*Collected data*
▼

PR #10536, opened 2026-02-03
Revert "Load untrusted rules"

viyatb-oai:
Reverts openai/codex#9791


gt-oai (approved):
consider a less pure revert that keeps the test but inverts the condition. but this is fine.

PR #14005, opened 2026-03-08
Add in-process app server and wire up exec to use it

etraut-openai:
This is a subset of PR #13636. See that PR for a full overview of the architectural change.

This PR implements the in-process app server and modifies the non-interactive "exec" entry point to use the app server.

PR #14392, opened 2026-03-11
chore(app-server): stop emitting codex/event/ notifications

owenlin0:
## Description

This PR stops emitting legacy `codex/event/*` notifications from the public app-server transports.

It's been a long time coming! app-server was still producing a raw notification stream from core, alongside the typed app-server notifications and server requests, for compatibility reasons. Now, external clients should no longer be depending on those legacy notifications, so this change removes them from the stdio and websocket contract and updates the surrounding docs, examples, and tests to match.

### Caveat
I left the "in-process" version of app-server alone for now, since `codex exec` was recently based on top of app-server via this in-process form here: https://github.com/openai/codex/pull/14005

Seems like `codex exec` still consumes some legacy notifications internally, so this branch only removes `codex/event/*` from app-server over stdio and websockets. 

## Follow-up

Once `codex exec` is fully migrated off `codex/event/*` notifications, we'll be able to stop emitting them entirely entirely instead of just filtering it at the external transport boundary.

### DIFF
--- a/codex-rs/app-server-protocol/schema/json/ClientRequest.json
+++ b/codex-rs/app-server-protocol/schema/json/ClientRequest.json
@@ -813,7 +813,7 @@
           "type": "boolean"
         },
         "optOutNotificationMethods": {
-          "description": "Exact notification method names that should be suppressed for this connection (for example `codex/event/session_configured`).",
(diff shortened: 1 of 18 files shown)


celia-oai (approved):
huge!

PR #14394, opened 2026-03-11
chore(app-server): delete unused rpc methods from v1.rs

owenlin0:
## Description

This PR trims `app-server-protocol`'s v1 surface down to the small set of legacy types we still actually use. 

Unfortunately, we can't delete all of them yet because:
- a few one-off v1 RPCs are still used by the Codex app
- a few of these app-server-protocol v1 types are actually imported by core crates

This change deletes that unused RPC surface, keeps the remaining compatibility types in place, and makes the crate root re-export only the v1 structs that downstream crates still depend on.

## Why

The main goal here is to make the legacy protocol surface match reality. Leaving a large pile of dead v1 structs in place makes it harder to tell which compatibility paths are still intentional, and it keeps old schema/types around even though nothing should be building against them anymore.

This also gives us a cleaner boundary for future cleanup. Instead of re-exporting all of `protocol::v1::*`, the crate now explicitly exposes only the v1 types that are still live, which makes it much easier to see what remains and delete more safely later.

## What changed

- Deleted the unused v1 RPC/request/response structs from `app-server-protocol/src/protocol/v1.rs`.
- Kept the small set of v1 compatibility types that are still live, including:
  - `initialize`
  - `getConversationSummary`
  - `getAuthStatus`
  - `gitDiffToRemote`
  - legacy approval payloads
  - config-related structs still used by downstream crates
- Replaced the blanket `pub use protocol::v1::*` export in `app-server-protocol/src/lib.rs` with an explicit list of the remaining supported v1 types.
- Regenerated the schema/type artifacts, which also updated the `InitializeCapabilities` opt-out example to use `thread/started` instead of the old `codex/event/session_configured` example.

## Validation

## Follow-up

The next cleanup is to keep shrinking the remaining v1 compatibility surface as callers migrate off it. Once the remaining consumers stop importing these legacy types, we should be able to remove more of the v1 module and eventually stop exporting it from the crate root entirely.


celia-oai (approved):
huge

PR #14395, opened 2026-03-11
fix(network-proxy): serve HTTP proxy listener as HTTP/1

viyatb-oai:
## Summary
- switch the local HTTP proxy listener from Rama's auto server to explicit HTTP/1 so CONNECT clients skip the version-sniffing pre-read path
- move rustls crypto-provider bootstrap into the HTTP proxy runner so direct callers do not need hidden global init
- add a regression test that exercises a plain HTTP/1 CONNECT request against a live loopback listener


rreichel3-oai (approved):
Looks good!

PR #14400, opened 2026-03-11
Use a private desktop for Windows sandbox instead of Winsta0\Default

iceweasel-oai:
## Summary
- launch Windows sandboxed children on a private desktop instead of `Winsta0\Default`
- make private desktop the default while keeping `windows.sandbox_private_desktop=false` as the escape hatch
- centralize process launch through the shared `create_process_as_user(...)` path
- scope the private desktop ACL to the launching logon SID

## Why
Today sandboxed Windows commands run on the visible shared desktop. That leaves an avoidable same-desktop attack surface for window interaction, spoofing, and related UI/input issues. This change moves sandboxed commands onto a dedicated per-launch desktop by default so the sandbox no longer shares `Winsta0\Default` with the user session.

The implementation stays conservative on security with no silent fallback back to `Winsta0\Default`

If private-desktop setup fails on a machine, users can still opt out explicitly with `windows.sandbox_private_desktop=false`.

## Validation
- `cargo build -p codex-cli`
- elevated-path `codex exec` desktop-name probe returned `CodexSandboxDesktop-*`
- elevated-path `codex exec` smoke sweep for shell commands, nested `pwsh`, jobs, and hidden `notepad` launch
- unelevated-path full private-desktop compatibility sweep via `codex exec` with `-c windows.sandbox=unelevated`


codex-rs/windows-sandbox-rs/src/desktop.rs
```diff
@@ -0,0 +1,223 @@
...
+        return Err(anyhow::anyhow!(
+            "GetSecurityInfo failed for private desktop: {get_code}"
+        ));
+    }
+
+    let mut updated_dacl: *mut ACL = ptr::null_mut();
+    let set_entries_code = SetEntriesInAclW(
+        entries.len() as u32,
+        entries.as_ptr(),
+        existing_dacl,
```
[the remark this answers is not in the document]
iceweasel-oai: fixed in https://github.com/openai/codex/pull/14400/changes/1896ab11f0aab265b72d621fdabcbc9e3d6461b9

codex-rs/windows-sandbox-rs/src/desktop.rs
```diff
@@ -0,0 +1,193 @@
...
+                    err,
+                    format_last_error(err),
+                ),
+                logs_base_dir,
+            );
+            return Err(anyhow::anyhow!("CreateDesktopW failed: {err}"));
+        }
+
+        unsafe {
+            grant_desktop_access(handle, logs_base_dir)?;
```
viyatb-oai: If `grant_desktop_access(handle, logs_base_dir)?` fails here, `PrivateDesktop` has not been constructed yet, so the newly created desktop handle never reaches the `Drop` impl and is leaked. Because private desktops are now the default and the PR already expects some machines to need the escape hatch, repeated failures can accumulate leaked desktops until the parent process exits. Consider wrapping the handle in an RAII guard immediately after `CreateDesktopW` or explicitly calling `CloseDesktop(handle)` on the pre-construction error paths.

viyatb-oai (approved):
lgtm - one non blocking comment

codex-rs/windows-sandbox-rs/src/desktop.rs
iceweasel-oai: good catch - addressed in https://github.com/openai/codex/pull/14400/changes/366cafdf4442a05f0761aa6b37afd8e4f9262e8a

▲

*Task details*
Go through the entries above and report each line with the string "callers" in it.

*Exercise result*
The next cleanup is to keep shrinking the remaining v1 compatibility surface as callers migrate off it. Once the remaining consumers stop importing these legacy types, we should be able to remove more of the v1 module and eventually stop exporting it from the crate root entirely.
- move rustls crypto-provider bootstrap into the HTTP proxy runner so direct callers do not need hidden global init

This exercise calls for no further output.